• Task goal: Keep every character as it is and output all of the records.

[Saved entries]
****************

PR #89, opened 2026-04-08
Deduplicate task creation: kennel + work.sh both create tasks for same comment (closes #58)

### LINKED ISSUE #58: Deduplicate task creation: kennel + work.sh both create tasks for same comment
Kennel's webhook handler and work.sh's comments handler both create tasks for the same review comment, resulting in duplicate tasks.

## Example
```
pending: move _fetch_sibling_threads into DI class per dependency injection pattern
pending: PR comment: move _fetch_sibling_threads and is_terse into DI class per CLAUDE.md
```

Same request, two tasks.

## Root cause
1. Kennel receives webhook → triages as ACT → creates task in tasks.json
2. work.sh loops → comments handler finds unresolved thread → creates another task

## Fix
Before creating a task, check if a similar task already exists:
- Exact title match (current dedup in task-cli)
- Fuzzy match: same comment_id in thread metadata
- Or: kennel marks the comment as "handled" (e.g. via the comment lock file), work.sh checks before creating

## Milestone
v1

FidoCanCode:
Working on: Deduplicate task creation: kennel + work.sh both create tasks for same comment (closes #58). Implementation in progress.

---

## Work queue

- [x] add_task: return existing task if a pending task with same title already exists
- [x] use comment id as deduplication key
- [x] Also needs work.sh update?
</details>

### DIFF
--- a/kennel/cli.py
+++ b/kennel/cli.py
@@ -66,8 +66,25 @@ class Cmd:
         except Exception as exc:  # noqa: BLE001
             log.warning("thread resolution skipped: %s", exc)
 
-    def add(self, work_dir: Path, title: str, description: str) -> None:
-        self._tasks.add_task(work_dir, title=title, description=description)
+    def add(
+        self,
+        work_dir: Path,
+        title: str,
+        description: str,
+        comment_id: int | None = None,
+        repo: str | None = None,
+        pr: int | None = None,
+    ) -> None:
+        thread: dict | None = None
+        if comment_id is not None:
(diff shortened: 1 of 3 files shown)


rhencke:
Also needs work.sh update?

FidoCanCode:
Woof! Good catch — yes, `work.sh` has its own task-creation path that can race with kennel's `add_task`. I'll sniff through that code and make sure dedup covers both sides. Thanks for the nose-boop! 🐕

****************

• Finished task:
PR #89, opened 2026-04-08
Deduplicate task creation: kennel + work.sh both create tasks for same comment (closes #58)

### LINKED ISSUE #58: Deduplicate task creation: kennel + work.sh both create tasks for same comment
Kennel's webhook handler and work.sh's comments handler both create tasks for the same review comment, resulting in duplicate tasks.

## Example
```
pending: move _fetch_sibling_threads into DI class per dependency injection pattern
pending: PR comment: move _fetch_sibling_threads and is_terse into DI class per CLAUDE.md
```

Same request, two tasks.

## Root cause
1. Kennel receives webhook → triages as ACT → creates task in tasks.json
2. work.sh loops → comments handler finds unresolved thread → creates another task

## Fix
Before creating a task, check if a similar task already exists:
- Exact title match (current dedup in task-cli)
- Fuzzy match: same comment_id in thread metadata
- Or: kennel marks the comment as "handled" (e.g. via the comment lock file), work.sh checks before creating

## Milestone
v1

FidoCanCode:
Working on: Deduplicate task creation: kennel + work.sh both create tasks for same comment (closes #58). Implementation in progress.

---

## Work queue

- [x] add_task: return existing task if a pending task with same title already exists
- [x] use comment id as deduplication key
- [x] Also needs work.sh update?
</details>

### DIFF
--- a/kennel/cli.py
+++ b/kennel/cli.py
@@ -66,8 +66,25 @@ class Cmd:
         except Exception as exc:  # noqa: BLE001
             log.warning("thread resolution skipped: %s", exc)
 
-    def add(self, work_dir: Path, title: str, description: str) -> None:
-        self._tasks.add_task(work_dir, title=title, description=description)
+    def add(
+        self,
+        work_dir: Path,
+        title: str,
+        description: str,
+        comment_id: int | None = None,
+        repo: str | None = None,
+        pr: int | None = None,
+    ) -> None:
+        thread: dict | None = None
+        if comment_id is not None:
(diff shortened: 1 of 3 files shown)


rhencke:
Also needs work.sh update?

FidoCanCode:
Woof! Good catch — yes, `work.sh` has its own task-creation path that can race with kennel's `add_task`. I'll sniff through that code and make sure dedup covers both sides. Thanks for the nose-boop! 🐕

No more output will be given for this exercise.